Coevolution of Viruses and the Immune System
Inside our body, a battle rages between the immune system and disease-causing pathogens. Striving for an advantage, pathogens constantly evolve to evade detection by the immune system.
In 2010, Microsoft researchers—together with colleagues from Murdoch University in Western Australia, the University of Western Australia, and Fundación Ciencia para la Vida in Chile—explored this evolutionary struggle. Their study focused on human leukocyte antigen (HLA) molecules, which sample cellular proteins and present them on the cellular surface for examination by our immune system. (See Mapping the Landscape of Host-Pathogen Coevolution: HLA Class I Binding and Its Relationship with Evolutionary Conservation in Human and Viral Proteins).
When viruses infect a cell, they bring their own genetic material into the cell and use cellular resources to propagate. As a result, HLA molecules present viral proteins on the infected cell’s surface, spurring an immune attack on the "odd" cells. However, viruses often mutate to evade detection, altering the protein segments that HLA molecules are most likely to present.
On the other side, the distribution of the thousands of HLA variants present in human populations can change over many generations. This sets up an evolutionary game: viruses on one side, our immune system on the other. To analyze this contest, the researchers quantified HLA-binding preferences according to targeting efficiency, a novel measure that captures the correlation between HLA-binding affinities and the genetic conservation in the targeted regions. In theory, HLA molecules should draw attention to protein segments that are shared across related viral species, as such regions should be functionally important and thus immutable.

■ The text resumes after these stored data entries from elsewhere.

PR #996, opened 2018-04-12
5368 break on emfile

markrwilliams:
## Remove this paragraph

Please have a look at our developer documentation before submitting your Pull Request.

## Contributor Checklist:

* [x] There is an associated ticket in Trac. https://twistedmatrix.com/trac/ticket/5368

### DIFF
--- a/src/twisted/internet/tcp.py
+++ b/src/twisted/internet/tcp.py
@@ -1355,10 +1355,16 @@ class Port(base.BasePort, _SocketCloser):
                         skt, protocol, addr, self, s, self.reactor)
                     protocol.makeConnection(transport)
 
-            if not accepted:
-                self.numberAccepts = self.numberAccepts+20
+            # Scale our synchronous accept loop according to traffic
+            # Reaching our limit on consecutive accept calls indicates
+            # there might be still more clients to serve the next time
+            # the reactor calls us.  Prepare to accept some more.
+            if accepted == self.numberAccepts:
+                self.numberAccepts += 20
+            # Otherwise, don't attempt to accept any more clients than
+            # we just accepted or any less than 1.
             else:
-                self.numberAccepts = accepted
+                self.numberAccepts = max(1, accepted)
         except BaseException:
             # Note that in TLS mode, this will possibly catch SSL.Errors
             # raised by self.socket.accept()
--- a/src/twisted/internet/tcp.py
+++ b/src/twisted/internet/tcp.py
@@ -927,7 +927,7 @@ class _FileDescriptorReservation(object):
     """
     L{_IFileDescriptorReservation} implementation.
 
-    @param fileFactory: A factory that will be called to reserve a
+    @ivar fileFactory: A factory that will be called to reserve a
         file descriptor.
     @type fileFactory: A L{callable} that accepts no arguments and
         returns an object with a C{close} method.
--- a/src/twisted/internet/tcp.py
+++ b/src/twisted/internet/tcp.py
@@ -897,7 +897,7 @@ class _FileDescriptorReservation(object):
     descriptor's space, and then close that connection and reopen this
     one.
 
-    Calling L{_FileDescriptorReservation.ensure} opens the reserve
+    Calling L{_FileDescriptorReservation.acquire} opens the reserve
     file descriptor if it is not already open.
     L{_FileDescriptorReservation.release} close this descriptor; a
     subsequent call to L{_FileDescriptorReservation.replace} will
--- a/src/twisted/internet/tcp.py
+++ b/src/twisted/internet/tcp.py
@@ -9,7 +9,6 @@ End users shouldn't use this module directly - use the reactor APIs instead.
 """
 
 from __future__ import division, absolute_import
-
 # System Imports
 import socket
 import sys
@@ -19,12 +18,10 @@ import struct
 
 import attr
 
-from automat import MethodicalMachine
-
 from zope.interface import Interface, implementer
 
 from twisted.logger import Logger
-from twisted.python.compat import lazyByteSlice, unicode
+from twisted.python.compat import izip, lazyByteSlice, unicode
 from twisted.python.runtime import platformType
 from twisted.python import versions, deprecate
 
@@ -897,15 +894,20 @@ class _IFileDescriptorReservation(Interface):
     descriptor's space, and then close that connection and reopen this
     one.
 
-    Calling L{_FileDescriptorReservation.reserve} opens the reserve
-    file descriptor if it is not already open.
-    L{_FileDescriptorReservation.release} close this descriptor; a
-    subsequent call to
-    L{_FileDescriptorReservation.maybeCloseForReserved} will close the
-    provided file and re-open the reserved file.  A claimed
-    reservation will not replace the provided file with itself.
-    L{_FileDescriptorReservation.reserve} and
-    L{_FileDescriptorReservation.release} are idempotent.
+    Calling L{_IFileDescriptorReservation.reserve} attempts to open
+    the reserve file descriptor if it is not already open.
+    L{_IFileDescriptorReservation.available} returns L{True} if the
+    underlying file is open and its descriptor claimed.
+
+    L{_IFileDescriptorReservation} instances are context managers;
+    entering them releases the underlying file descriptor, while
+    exiting them attempts to reacquire it.  The block can take
+    advantage of the free slot in the process' file descriptor table
+    accept and close a client connection.
+
+    Because another thread might open a file descriptor between the
+    time the context manager is entered and the time C{accept} is
+    called, opening the reserve descriptor is best-effort only.
     """
 
     def available():
@@ -929,24 +931,21 @@ class _IFileDescriptorReservation(Interface):
         """
 
 
-    def maybeCloseForReserved(fileObject):
+    def __enter__():
         """
-        Close the provided file if and only if L{release} has been
-        called to free the reserved file's file descriptor in exchage
-        for re-opening the reserved file.
-
-        @param fileObject: The file object to close iff the
-            reservation is available.
-
-        @return: L{True} when the file object was closed; L{False}
-            otherwise.
+        Release the underlying file descriptor so that code within the
+        context manager can open a new file.
         """
 
 
-    def release():
+    def __exit__(excType, excValue, traceback):
         """
-        Release the reserved descriptor so another file can take
-        its place.
+        Attempt to re-open the reserved file descriptor.  See
+        L{reserve} for caveats.
+
+        @param excType: See L{object.__exit__}
+        @param excValue: See L{object.__exit__}
+        @param traceback: See L{object.__exit__}
         """
 
 
@@ -963,56 +962,9 @@ class _FileDescriptorReservation(object):
         returns an object with a C{close} method.
     """
     _log = Logger()
-    _machine = MethodicalMachine()
 
     _fileFactory = attr.ib()
     _fileDescriptor = attr.ib(init=False, default=None)
-
-    @_machine.state(initial=True)
-    def _unreserved(self):
-        """
-        The reserved file is unreserved.
-        """
-
-    @_machine.state()
-    def _reservationRequested(self):
-        """
-        A request to open the reserved file was made.
-        """
-
-    @_machine.state()
-    def _reserved(self):
-        """
-        The reserved file is reserved.
-        """
-
-    @_machine.input()
-    def _maybeReserve(self):
-        """
-        Attempt to open the reserved file.
-        """
-
-    @_machine.input()
-    def _closeWhenUnreserved(self, fileObject):
-        """
-        Close the file object when the reserved file's descriptor is
-        available because of a prior call to L{release}.
-
-        @param fileObject: The file object to close.
-        """
-
-    @_machine.input()
-    def _reservationFailedWithEMFILE(self):
-        """
-        An attempt to open the reserved file itself failed with
-        C{EMFILE}.
-        """
-
-    @_machine.input()
-    def _fileDesecriptorReserved(self):
-        """
-        The reserved file was opened.
-        """
 
 
     def available(self):
@@ -1030,137 +982,40 @@ class _FileDescriptorReservation(object):
         """
         See L{_IFileDescriptorReservation.reserve}.
         """
-        reserved = self._maybeReserve()
-        if reserved:
-            self._fileDesecriptorReserved()
-        else:
-            self._reservationFailedWithEMFILE()
-
-
-    def maybeCloseForReserved(self, fileObject):
-        """
-        See L{_IFileDescriptorReservation.maybeCloseForReserved}.
-
-        @param fileObject: The file object to close iff the
-            reservation is available.
-
-        @return: L{True} when the file object was closed; L{False}
-            otherwise.
-        """
-        if self._closeWhenUnreserved(fileObject):
-            self.reserve()
-            return True
-        return False
-
-
-    @_machine.input()
-    def release(self):
-        """
-        See L{_IFileDescriptorReservation.maybeCloseForReserved}.
-        Release the reserved descriptor so another file can take
-        its place.
-        """
-
-    @_machine.output()
-    def _openReservationFile(self):
-        """
-        Use the C{_fileFactory} to claim a file descriptor.
-        """
-        try:
-            fileDescriptor = self._fileFactory()
-        except (IOError, OSError) as e:
-            if e.errno == EMFILE:
-                self._log.failure("Failed to open reserved file.")
-                self._fileDescriptor = None
-                return False
+        if self._fileDescriptor is None:
+            try:
+                fileDescriptor = self._fileFactory()
+            except (IOError, OSError) as e:
+                if e.errno == EMFILE:
+                    self._log.failure(
+                        "Could not reserve EMFILE recovery file descriptor.")
+                    self._fileDescriptor = None
+                else:
+                    raise
             else:
-                raise
-        else:
-            self._fileDescriptor = fileDescriptor
-            return True
+                self._fileDescriptor = fileDescriptor
 
 
-    @_machine.output()
-    def _closeReservedFile(self):
+    def __enter__(self):
         """
-        Close the reserved file.
+        See L{_IFileDescriptorReservation.__enter__}.
         """
+        if not self._fileDescriptor:
+            raise RuntimeError(
+                "No file reserved.  Have you called my reserve method?")
         self._fileDescriptor.close()
         self._fileDescriptor = None
 
 
-    @_machine.output()
-    def _closeFile(self, fileObject):
+    def __exit__(self, excValue, excType, traceback):
         """
-        Close the provided file object and return L{True}
-
-        @param fileObject: The file object to close.
-        @return: L{True}
+        See L{_IFileDescriptorReservation.__exit__}.
         """
-        fileObject.close()
-        return True
-
-
-    @_machine.output()
-    def _notClosed(self, fileObject):
-        """
-        Return False.
-
-        @param fileObject: ignored.
-
-        @return: L{False}
-        """
-        return False
-
-
-    @_machine.output()
-    def _returnTrue(self):
-        """
-        An output that always returns L{True}.
-
-        @return: L{True}
-        """
-        return True
-
-    _unreserved.upon(
-        release,
-        enter=_unreserved, outputs=[],
-        collector=_silenceOutputs)
-    _unreserved.upon(
-        _maybeReserve,
-        enter=_reservationRequested, outputs=[_openReservationFile],
-        collector=_nthOutput(0))
-    _unreserved.upon(
-        _closeWhenUnreserved,
-        enter=_unreserved,
-        outputs=[_closeFile],
-        collector=_nthOutput(-1))
-
-    _reservationRequested.upon(
-        _reservationFailedWithEMFILE,
-        enter=_unreserved, outputs=[],
-        collector=_silenceOutputs)
-    _reservationRequested.upon(
-        _fileDesecriptorReserved,
-        enter=_reserved, outputs=[],
-        collector=_silenceOutputs)
-
-    _reserved.upon(
-        release,
-        enter=_unreserved, outputs=[_closeReservedFile],
-        collector=_silenceOutputs)
-    _reserved.upon(
-        _maybeReserve,
-        enter=_reserved, outputs=[_returnTrue],
-        collector=_nthOutput(0))
-    _reserved.upon(
-        _fileDesecriptorReserved,
-        enter=_reserved, outputs=[],
-        collector=_silenceOutputs)
-    _reserved.upon(
-        _closeWhenUnreserved, enter=_reserved,
-        outputs=[_notClosed],
-        collector=_nthOutput(0))
+        try:
+            self.reserve()
+        except Exception:
+            self._log.failure(
+                "Could not reserve EMFILE recovery file descriptor.")
 
 
 
@@ -1187,21 +1042,21 @@ class _NullFileDescriptorReservation(object):
         """
 
 
-    def maybeCloseForReserved(self, fileObject):
+    def __enter__(self):
         """
-        Never close the file in exchange for the reserved file.  See
-        L{_IFileDescriptorReservation.maybeCloseForReserved}.
-
-        @param fileObject: The file; never closed by this method.
+        Do nothing. See L{_IFileDescriptorReservation.__enter__}
 
         @return: L{False}
         """
-        return False
 
 
-    def release(self):
+    def __exit__(self, excValue, excType, traceback):
         """
-        Do nothing.  See L{_IFileDescriptorReservation.release}.
+        Do nothing.  See L{_IFileDescriptorReservation.__exit__}.
+
+        @param excType: See L{object.__exit__}
+        @param excValue: See L{object.__exit__}
+        @param traceback: See L{object.__exit__}
         """
 
 
@@ -1228,6 +1083,66 @@ else:
 # readable, so accept(2) will never be called.  Calling accept(2) on
 # such a listener, however, does not return at all.
 _ACCEPT_ERRORS = (EMFILE, ENOBUFS, ENFILE, ENOMEM, ECONNABORTED)
+
+
+def _accept(listener, reservedFD):
+    """
+    Return a generator that yields client sockets from the provided
+    listening socket until there are none left or an unrecoverable
+    error occurs.
+
+    @param listener: The listening socket.
+    @type listener: L{socket.socket}
+
+    @param reservedFD: A reserved file descriptor that can be used to
+        recover from C{EMFILE} on UNIX-like systems.
+    @type reservedFD: L{_IFileDescriptorReservation}
+
+    @return: A generator that yields C{(socket, addr)} tuples from
+        L{socket.accept}
+    """
+
+    while True:
+        try:
+            client, address = listener.accept()
+        except socket.error as e:
+            if e.args[0] in (EWOULDBLOCK, EAGAIN):
+                # No more clients.
+                return
+            elif e.args[0] == EPERM:
+                # Netfilter on Linux may have rejected the
+                # connection, but we get told to try to accept()
+                # anyway.
+                continue
+            elif e.args[0] == EMFILE and reservedFD.available():
+                # Linux and other UNIX-like operating systems return
+                # EMFILE when a process has reached its soft limit of
+                # file descriptors.  The reserved file descriptor is
+                # available, so it can be released to free up a
+                # descriptor for use by listener.accept()'s clients.
+                # Each client socket will be closed until the listener
+                # returns EAGAIN.
+                with reservedFD:
+                    log.msg("EMFILE encountered;"
+                            " releasing reserved file descriptor.")
+                    clientsToClose = _accept(listener, reservedFD)
+                    for clientToClose, closedAddr in clientsToClose:
+                        clientToClose.close()
+                        log.msg("EMFILE recovery:"
+                                " Closed socket from %r"
+                                " and reopening reserve file descriptor"
+                                % (closedAddr,))
+                    # All pending client connections have been closed.
+                    # Return control back to the reactor.
+                    return
+            elif e.args[0] in _ACCEPT_ERRORS:
+                log.msg("Could not accept new connection (%s)" % (
+                    errorcode[e.args[0]],))
+                return
+            else:
+                raise
+        else:
+            yield client, address
 
 
 
@@ -1401,64 +1316,28 @@ class Port(base.BasePort, _SocketCloser):
                 # win32 event loop breaks if we do more than one accept()
                 # in an iteration of the event loop.
                 numAccepts = 1
-            i = 0
-            while i < numAccepts:
-                # we need this so we can deal with a factory's buildProtocol
-                # calling our loseConnection
-                if self.disconnecting:
-                    return
-                try:
-                    skt, addr = self.socket.accept()
-                except socket.error as e:
-                    if e.args[0] in (EWOULDBLOCK, EAGAIN):
-                        self.numberAccepts = i
-                        break
-                    elif e.args[0] == EPERM:
-                        # Netfilter on Linux may have rejected the
-                        # connection, but we get told to try to accept()
-                        # anyway.
-                        continue
-                    elif e.args[0] == EMFILE and _reservedFD.available():
-                        # Linux and other UNIX-like operating systems
-                        # return EMFILE when a process has reached its
-                        # soft limit of file descriptors.
-                        log.msg(
-                            "EMFILE encountered;"
-                            " releasing reserved file descriptor.")
-                        _reservedFD.release()
-                        # Ensure that we have one more iteration
-                        # available after this.
-                        if i == (numAccepts - 1):
-                            numAccepts += 1
-                        continue
-                    elif e.args[0] in _ACCEPT_ERRORS:
-                        log.msg("Could not accept new connection (%s)" % (
-                            errorcode[e.args[0]],))
-                        break
-                    raise
 
-                i += 1
+            accepted = 0
+            attempts = range(1, numAccepts + 1)
+            clients = _accept(self.socket, _reservedFD)
+            # Limit the infinite stream of clients with the attempts
+            # iterator
+            for accepted, (skt, addr) in izip(attempts, clients):
+                fdesc._setCloseOnExec(skt.fileno())
+                protocol = self.factory.buildProtocol(self._buildAddr(addr))
+                if protocol is None:
+                    skt.close()
+                    continue
+                s = self.sessionno
+                self.sessionno = s + 1
+                transport = self.transport(
+                    skt, protocol, addr, self, s, self.reactor)
+                protocol.makeConnection(transport)
 
-                if _reservedFD.maybeCloseForReserved(skt):
-                    log.msg(
-                        "EMFILE recovery:"
-                        " Closing socket from %r"
-                        " and reopening reserve file descriptor"
-                        % (addr,))
-                else:
-                    fdesc._setCloseOnExec(skt.fileno())
-                    protocol = self.factory.buildProtocol(
-                        self._buildAddr(addr))
-                    if protocol is None:
-                        skt.close()
-                        continue
-                    s = self.sessionno
-                    self.sessionno = s+1
-                    transport = self.transport(
-                        skt, protocol, addr, self, s, self.reactor)
-                    protocol.makeConnection(transport)
-            else:
+            if not accepted:
                 self.numberAccepts = self.numberAccepts+20
+            else:
+                self.numberAccepts = accepted
         except BaseException:
             # Note that in TLS mode, this will possibly catch SSL.Errors
             # raised by self.socket.accept()
--- a/src/twisted/internet/tcp.py
+++ b/src/twisted/internet/tcp.py
@@ -954,7 +954,7 @@ class _FileDescriptorReservation(object):
 
 
     @_machine.input()
-    def replace(self, fileObject):
+    def maybeClose(self, fileObject):
         """
         Replace a file with the reservation file only if our reserve
         file is unclaimed.
@@ -1054,7 +1054,6 @@ class _FileDescriptorReservation(object):
         """
         if self._fileDescriptor is None:
             self._openFailedWithEMFILE()
-            return False
         return True
 
 
@@ -1074,7 +1073,7 @@ class _FileDescriptorReservation(object):
         acquire, enter=_reserved, outputs=[_openReservationFile],
         collector=_silenceOutputs)
     _unreserved.upon(
-        replace, enter=_reserved,
+        maybeClose, enter=_reserved,
         outputs=[_closeFile, _reopenReservationFile, _replaced],
         collector=_nthOutput(-1))
     _unreserved.upon(
@@ -1088,7 +1087,7 @@ class _FileDescriptorReservation(object):
         acquire, enter=_reserved, outputs=[],
         collector=_silenceOutputs)
     _reserved.upon(
-        replace, enter=_reserved,
+        maybeClose, enter=_reserved,
         outputs=[_notReplaced],
         collector=_nthOutput(0))
     _reserved.upon(
@@ -1327,9 +1326,9 @@ class Port(base.BasePort, _SocketCloser):
                         break
                     raise
 
-                if self._reservedFD.replace(skt):
                 i += 1
 
+                if self._reservedFD.maybeClose(skt):
                     log.msg(
                         "EMFILE recovery:"
                         " Closing socket %r"
--- a/src/twisted/internet/tcp.py
+++ b/src/twisted/internet/tcp.py
@@ -1212,6 +1212,25 @@ else:
     _reservedFD = _FileDescriptorReservation(lambda: open(os.devnull))
 
 
+# Linux and other UNIX-like operating systems return EMFILE when a
+# process has reached its soft limit of file descriptors. *BSD and
+# Win32 raise (WSA)ENOBUFS when socket limits are reached.  Linux can
+# give ENFILE if the system is out of inodes, or ENOMEM if there is
+# insufficient memory to allocate a new dentry.  ECONNABORTED is
+# documented as possible on all relevant platforms (Linux, Windows,
+# macOS, and the BSDs) but occurs only on the BSDs.  It occurs when a
+# client sends a FIN or RST after the server sends a SYN|ACK but
+# before application code calls accept(2).  On Linux, calling
+# accept(2) on such a listener returns a connection that fails as
+# though the it were terminated after being fully established.  This
+# appears to be an implementation choice (see inet_accept in
+# inet/ipv4/af_inet.c).  On macOS, such a listener is not considered
+# readable, so accept(2) will never be called.  Calling accept(2) on
+# such a listener, however, does not return at all.
+_ACCEPT_ERRORS = (EMFILE, ENOBUFS, ENFILE, ENOMEM, ECONNABORTED)
+
+
+
 @implementer(interfaces.IListeningPort)
 class Port(base.BasePort, _SocketCloser):
     """
@@ -1400,10 +1419,9 @@ class Port(base.BasePort, _SocketCloser):
                         # anyway.
                         continue
                     elif e.args[0] == EMFILE and _reservedFD.available():
-                        # Linux gives EMFILE when a process is not
-                        # allowed to allocate any more file
-                        # descriptors.  *BSD and Win32 give
-                        # (WSA)ENOBUFS.
+                        # Linux and other UNIX-like operating systems
+                        # return EMFILE when a process has reached its
+                        # soft limit of file descriptors.
                         log.msg(
                             "EMFILE encountered;"
                             " releasing reserved file descriptor.")
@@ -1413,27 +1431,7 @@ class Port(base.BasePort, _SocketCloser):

Analysis of targeting efficiencies indicated that HLA molecules do indeed prefer to target such conserved regions. The magnitude of this preference varies in a way that shows evidence of target splitting, where two different HLA loci focus on different viral families. This phenomenon is consistent with theoretical biology predictions for predator-prey models and indicates that targeting efficiency as a measure of the HLA-virus links will be useful in analyzing viral evolution. Furthermore, in many cases the host’s total targeting efficiency scores for various viruses correlate with clinical outcomes, offering a potentially useful system of measures for analyzing infection outcomes in individual patients or entire human populations under different conditions, such as post-vaccination or following a previous viral infection.
Primary Researchers
Simon Mallal is director of the Institute for Immunology and Infectious Diseases at Murdoch University and a clinical immunologist and immunopathologist at Royal Perth Hospital. He studied Medicine at the University of Western Australia; has managed patients with HIV, autoimmune, and allergic disease in Perth since 1987; and supervises the associated routine diagnostic immunology and molecular biology laboratory. He is a clinical immunologist trained in Internal Medicine and Immunopathology and completed a post-doctoral Fellowship in Infectious Diseases at the Johns Hopkins School of Medicine.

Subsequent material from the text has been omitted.